Paul
Goble
Staunton, May 7 – People in many
countries often vote against someone rather than for him or her by casting
their ballots for those they dislike less. That phenomenon has now come to
Russia, Abbas Gallyamov argues, where popular attitudes toward opposition
figures are helping Vladimir Putin to consolidate his support.
On the one hand, this means that
much of Putin’s reported support may be negative: people support him because
they don’t like the opposition. But on the other, it is a resource for the
Kremlin leader that is often ignored despite the fact that it helps him win his
electoral majorities, the political analyst and former Putin speech writer
says.
Gallyamov says that popular reaction
to Aleksey Navalny is one indication of this.

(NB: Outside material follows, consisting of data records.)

PR #409, opened 2021-09-03
EFA implementation 

VoVAllen:
TODO:
- Add logs
- Handle the error in the write way (Shall I use setError or directly throw errow?)
- Make libfabirc dependency optional


VoVAllen:
Explanation for the implementation: 
https://github.com/pytorch/tensorpipe/blob/f9b14e57e7e4c4c818ca9b402438a6a307729cd9/tensorpipe/transport/efa/mode.md

PR #435, opened 2022-03-25
CMake: support find_package

### LINKED ISSUE #320: CMake: config file is not installed along targets file targets file
Installing `TensorpipeTargets.cmake` and `TensorpipeTargets-<mode>.cmake` is useless if a config file including `TensorpipeTargets.cmake` is not installed with these files: https://cmake.org/cmake/help/latest/command/find_package.html#full-signature-and-config-mode

You might also want to export tensorpipe target with a namespace to follow best practices (and add an alias target to be consistent between `add_subdirectory()` and `find_package()`).

luncliff:
Resolves #320 

### Changes

* Create TensorpipeConfig.cmake from the template
* Use CMAKE_INSTALL_DATAROOTDIR for share/Tensorpipe
* Add `pytensorpipe` to install targets

```cmake
find_package(Tensorpipe CONFIG REQUIRED)
```

```console
$ cmake -Bbuild -DTensorpipe_DIR=/path/to/install/share/cmake/Tensorpipe # ...
```

Install result should be like this.

```console
$ tree .
.
├── include
│   └── tensorpipe
├── lib
│   ├── libtensorpipe.so
│   ├── libtensorpipe_cuda.so
│   ├── libtensorpipe_uv.a
│   └── pytensorpipe.cpython-38-x86_64-linux-gnu.so
└── share
    └── cmake
        └── Tensorpipe
            ├── TensorpipeConfig.cmake
            ├── TensorpipeTargets-debug.cmake
            └── TensorpipeTargets.cmake

``` 

### Related Works

* https://github.com/microsoft/vcpkg/pull/23569

### DIFF
--- a/CMakeLists.txt
+++ b/CMakeLists.txt
@@ -24,5 +24,16 @@ include(MiscCheck)
 add_subdirectory(tensorpipe)
 
 install(EXPORT TensorpipeTargets
-        DESTINATION share/cmake/Tensorpipe
+        DESTINATION ${CMAKE_INSTALL_DATAROOTDIR}/cmake/Tensorpipe
         FILE TensorpipeTargets.cmake)
+
+# Create TensorpipeConfig.cmake for find_package(Tensorpipe CONFIG)
+include(CMakePackageConfigHelpers)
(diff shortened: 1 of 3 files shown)


talregev:
Any news? why the tests are failing? Should we run them again?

The opposition leader has been making the same charges for so long and
the lives of Russians have not gotten better that many voters see him as part
of the political order and not an agent for change. Thus, they decide to stick
with Putin (echo.msk.ru/blog/gallyamov_a/2421747-echo/).
“In general,” the
analyst says, “one cannot be a key political player and remain at the same time
an outsider. After one or two campaigns into the role of the latter, you either
pass from the scene or begin to be transformed into a ‘systemic’ politician.” And that changes how people assess you and
gives advantages to the incumbent.
The radicalism of the declarations
of many opposition figures, Gallyamov continues, adds to this. Many Russians
who would like to see real change instead see in the current constellation of
opposition figures people who raise the specter of revolt and disintegration, things
they don’t want. And so they continue to vote for Putin, even if with less enthusiasm.

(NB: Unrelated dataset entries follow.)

PR #40, opened 2018-12-10
Check the return value for orm.RegisterDataBase()

MeteorKL:
I compile kubeedge with the command below:
```bash
env GOOS=linux GOARCH=arm GOARM=5 go build cmd/edge_core.go
```
But it warns that `must have one register DataBase alias named Default`, which is pretty misleading.
After checking the return value for orm.RegisterDataBase(), I get the root case below:
```
Binary was compiled with 'CGO_ENABLED=0', go-sqlite3 requires cgo to work.
```

### DIFF
--- a/pkg/common/dbm/db.go
+++ b/pkg/common/dbm/db.go
@@ -42,8 +42,12 @@ func init() {
 		dataSource = "edge.db"
 	}
 
-	orm.RegisterDriver(driverName, orm.DRSqlite)
-	orm.RegisterDataBase(dbName, driverName, dataSource)
+	if err := orm.RegisterDriver(driverName, orm.DRSqlite); err != nil {
+		log.LOGGER.Fatalf("Failed to register driver: %v", err)
+	}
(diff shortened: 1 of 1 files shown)


m1093782566:
@MeteorKL 

Do you think we should add some information on enabling CGO when compile the kubeedge binary?

cc @Baoqiang-Zhang @qizha

m1093782566:
@MeteorKL Please fix the gofmt error, then LGTM.

MeteorKL:
@m1093782566  
I think so.

BTY, I finally use `xgo` to compile kubeedge with the command below. With xgo, I don't need to care about cgo and the cross-compiler. Maybe you can investigate whether xgo is easy and good to use in different environments.
```
~/go/bin/xgo --targets=linux/arm-7 github.com/kubeedge/kubeedge/cmd
```

PS: I use xgo to compile the binary of Raspberry Pi 3b+ in CentOS.

m1093782566:
COOL!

“Until the opposition recognizes
this,” he says, “it with one hand will be taking votes from Putin and with the
other giving him votes.”
A major reason for this failure on the
part of the Russian opposition, Gallyamov argues, is that its members have no
confidence that they can ever win an election. And so they behave in radical
ways that make this a self-fulfilling prophecy. If they actually sought to win
by appealing to voters on issues of concern to them, the opposition would have
a better chance than it thinks.
Such “’breakthrough’” elections in
which the opposition defeats the incumbent even in authoritarian regimes are
not as rare as all that. They’ve even happened in Russia, in 1989 and close in
2011 when the regime despite all its powers could not orchestrate a victory for
United Russia.
“The possibilities for authoritarian
powers to secure the necessary result in fact are strongly exaggerated,” Gullyamov
says. One can beat them. But to do so, one must talk less about revolutions
which people don’t want and will vote against than about specific changes that
will win over those who otherwise will continue to vote for Putin.